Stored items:
PR #803, opened 2018-07-18
Exonum 0.9.0 release

DarkEld3r:


alekseysidorov:
Can you also update versions of pinned crates?

ozkriff:
> Can you also update versions of pinned crates?

Hmm, sounds like a risky thing to do right before the release to me.

PR #805, opened 2018-07-18
Fix missed external address in auditor configurations.

alekseysidorov:


vitvakatu:
:thinking: For some reason my comments are marked as resolved, but they are not.

ilammy:
@vldm

> This code below looks like we can't set listen_addr other than "broadcast" address. Which is probably bad security practices.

*What the task asks:* Each record must be reproduced exactly. Keep every one.

*Result for this exercise:*
PR #803, opened 2018-07-18
Exonum 0.9.0 release

DarkEld3r:


alekseysidorov:
Can you also update versions of pinned crates?

ozkriff:
> Can you also update versions of pinned crates?

Hmm, sounds like a risky thing to do right before the release to me.

PR #805, opened 2018-07-18
Fix missed external address in auditor configurations.

alekseysidorov:


vitvakatu:
:thinking: For some reason my comments are marked as resolved, but they are not.

ilammy:
@vldm

> This code below looks like we can't set listen_addr other than "broadcast" address. Which is probably bad security practices.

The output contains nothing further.